Selon certains contemporains, quelques anciens interprétaient (awwalû) l’Attribut du Visage (wajh) dans le Verset suivant : [Où que vous vous tourniez, vous trouverez le wajh Allah].[1] Selon Mujâhid, en effet, il s’agit de laqibla (direction) d’Allah. Pour e-Shâfi’î, c’est la direction où Allah vous a orienté.

 

En réponse, il faut savoir tout d’abord que les anciens ont divergé sur le fait de ranger ce Verset dans la catégorie des Attributs d’Allah. Pour la plupart, il n’entre pas dans ce registre. Dans la langue arabe en effet, le terme wajh prend souvent le sens de direction. Le contexte nous indique d’ailleurs qu’ici, il a ce sens. Ainsi, il n’y a aucun ta-wîl du Verset en question. Comme sa définition l’indique, le ta-wîl consiste à donner à un Verset quelconque un autre sens que son sens courant.

 

Or, tous les savants qui ont orienté ce Verset dans ce sens, comme Mujâhid et autres, ne s’avancent pas à le faire pour les autres textes où le Visage d’Allah est évoqué. Allah révèle notamment : [mais il restera le Visage de Ton Seigneur qui détient la Majesté et la Magnificence].[2] Aucun ancien ne conteste de réellement attribuer à Allah un Visage.
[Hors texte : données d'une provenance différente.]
PR #1081, opened 2022-12-28
The new Redblackmap (aka HOLdict) structure with richer APIs

binghe:
Hi,

This PR adds a new red-black map data structure (ported from SML/NJ) with richer APIs than the existing `Redblackmap`. In  particular, when inserting a pre-sorted list of elements, its `fromOrderList` API can provide linear-time performance. [1]  I named this new SML structure (with signature) as `Redblackmap2` and also exported it as `HOLdict` (following `HOLset`), hopefully it will subsume all other map-like structures currently found in HOL code base in the future.

  [1] Hinze, R., 1999, May. Constructing red-black trees. In Proceedings of
      the Workshop on Algorithmic Aspects of Advanced Programming Languages,
      WAAAPL (Vol. 99, pp. 89-99).

This work wasn't done recently, instead, it was done when I was working on the new `REAL_ARITH` decision procedure (ported from latest code of HOL-Light, see PR #1043). In that work, I was in need of merging two maps, whose keys and values represents linear expressions with real-valued coefficients. For instead, the linear expressions `x + y + 1` and `-x + y - 1` can be seen as two maps: `[x |-> 1, y |-> 1, 1 |-> 1]` and `[x |-> -1, y |-> 1, 1 -> -1]`, where the special key `1` represents the constant item of the linear expressions.   If we want to "add" the two expressions, to get `2 * y` as the result, this is like merging two maps, adding the values for the same key: `[x |-> 0, y |-> 2, 1 |-> 0]` but then all keys with zero values must be removed, to get `[y |-> 2]` as the final result.

In `RealArith.sml` now there are totally three different solutions. The first one is to use `Termtab` (a specialization of `Table`, 2-3 trees), and the above "merge" operation is implemented by the following (long) code:
```
fun mergeWithoutZero f (m1 :linear_type) (m2 :linear_type) :linear_type = let
    fun add (key,y) tab =
        case lookup tab key of
           NONE   => update_new (key,y) tab
         | SOME x => let val sum = f (x,y) in
                         if sum = Arbrat.zero then
                             delete key tab
                         else
                             update (key,sum) tab
                     end;
in
    if is_empty m1 then m2
    else fold add m2 m1
end; (* mergeWithoutZero *)
```

The second solution is use the existing `Redblackmap`, and with the same idea as above (folding one map with the other, and remove the key when values summing to zero):
```
fun mergeWithoutZero f (m1 :linear_type) (m2 :linear_type) :linear_type = let
    fun add (key,y,tab) =
        case peek (tab,key) of
            NONE   => insert(tab,key,y)
          | SOME x => let val sum = f (x,y) in
                          if sum = Arbrat.zero then
                              fst(remove (tab,key))
                          else
                              insert (tab,key,sum)
                      end;
in
    if isEmpty m1 then m2
    else foldl add m2 m1
end
```

Only with the third solution, using the newly added `Redblackmap2` (aka `HOLdict`) I got a much nicer way to implement this special merge operation:
```
fun mergeWithoutZero f (m1 :linear_type) (m2 :linear_type) :linear_type =
let
    fun add (SOME x, SOME y) = let val z = Arbrat.+ (x,y) in
                                   if z = Arbrat.zero then NONE
                                   else SOME z
                               end
      | add (SOME x, NONE  ) = SOME x
      | add (NONE,   SOME y) = SOME y
      | add (NONE,   NONE  ) = NONE
in
    mergeWith add (m1,m2)
end
```
Here, the new API `mergeWith` provided by `Redblackmap2` takes option values. If after merging a value is zero, all user have to do is to return `NONE` instead, so that underlying `mergeWith` the key is automatically deleted.

The new `Redblackmap2` is completely compatible with the old `Redblackmap`, but with the following new APIs:
```
   [singleton ordr (i, v)] returns the specified singleton map.

   [insert' ((i, v), m)] extends (or modifies) map m to map i to v.
    Like insert, except that type of inputs are different. insert' is
    useful when the entry (i, v) to be inserted is given by a single
    variable.

   [insertWith comb (m, k, v)] inserts an item with a combining function
    to resolve collisions. The first argument to the combining function is
    the existing value, and the second argument is the value being inserted
    into the map.

   [insertWithi comb' (m, k, v)] is similar with insertWith, except that the
    combining function also takes the key as an argument.

   [inDomain (m, k)] returns true, if the key k is in the domain of the map m

   [first m] returns the first item in the map (or NONE if it is empty)

   [firsti m] is like first, except that the key is also returned.

   [listItems' m] returns an ordered list of the items in the map m.

   [listKeys m] returns an ordered list of the keys in the map.

   [collate ordr] is given an ordering on the map's range, it returns
    an ordering on the map (lexcographic).

   [unionWith f (m1, m2)] returns a map whose domain is the union of the
    domains of the two input maps, using the supplied function to define the
    map on elements that are in both domains.

   [unionWithi f (m1, m2)] is like unionWith, except that the supplied
    function also takes the key as an argument.

   [intersectWith f (m1, m2)] returns a map whose domain is the intersection of
    the domains of the two input maps, using the supplied function to define
    the range.

   [intersectWithi f (m1, m2)] is like intersectWith, except that the supplied
    function also takes the key as an argument.

   [mergeWith f (m1, m2)] merges two maps using the given function to control
    the merge. For each key k in the union of the two maps domains, the function
    is applied to the image of the key under the map.  If the function returns
    SOME y, then (k, y) is added to the resulting map.

   [mergeWithi f (m1, m2)] is like mergeWith, except that the function f also
    takes the key as an argument.

   [app' f m] applies the function f to the ranges of the map m in map order.

   [foldl' f e m] applies the folding function f to the ranges of the map m in
    increasing map order.

   [foldr' f e m] applies the folding function f to the ranges of the map m in
    decreasing map order.

   [filter p m] filters out those elements of the map m that do not satisfy the
    predicate p.  The filtering is done in increasing map order.

   [filteri p m] is like filter, except that the predicate p also takes the key
    as an argument.

   [mapPartial f m] maps a partial function f over the elements of a map in
    increasing map order.

   [mapPartiali f m] is like mapPartial, except that the function f also takes
    the key as an argument.

   [exists p m] checks the elements of a map with a predicate and return true
    if any element satisfies the predicate. Return false otherwise.
    Elements are checked in key order.

   [existsi p m] is like exists, except that the predicate p also takes the key
    as an argument.

   [all p m] checks the elements of a map m with a predicate p and return true
    if they all satisfy the predicate. Return false otherwise.  Elements
    are checked in key order.

   [alli p m] is like all, except that the predicate p also takes the key as an
    argument.

   [fromOrderedList ordr xs] returns a map that contains the (index, value)
    pairs in xs, whose keys have ordering ordr.  The list xs must be sorted by
    the keys w.r.t. the ordr and has no key duplications.

    NOTE: This function constructs the map in linear-time, but raises no error
    if the supplied xs is not ordered (the resulting map may lack some pairs).
```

 D’après e-Dâraqutnî, selon une version imputée à e-Dhahhâq : « La récompense en plus, sera de contempler le Visage d’Allah (U). »[3]

 

Dans son fameux ouvrage sharh usûl el i’tiqâd, e-Lalakâî donne en titre à un chapitre : citation d’exégèses des Versets du Livre d’Allah (U)disant que les croyants verront Leur Seigneur de leurs yeux, le Jour de la Résurrection.

Allah (U) révèle : [Ceux qui auront bien œuvré auront leur récompense et une chose en plus][4]Selon un hadîthauthentique, le Prophète (r) donne l’explication de ce Verset en disant qu’il s’agit de la vision d’Allah (U).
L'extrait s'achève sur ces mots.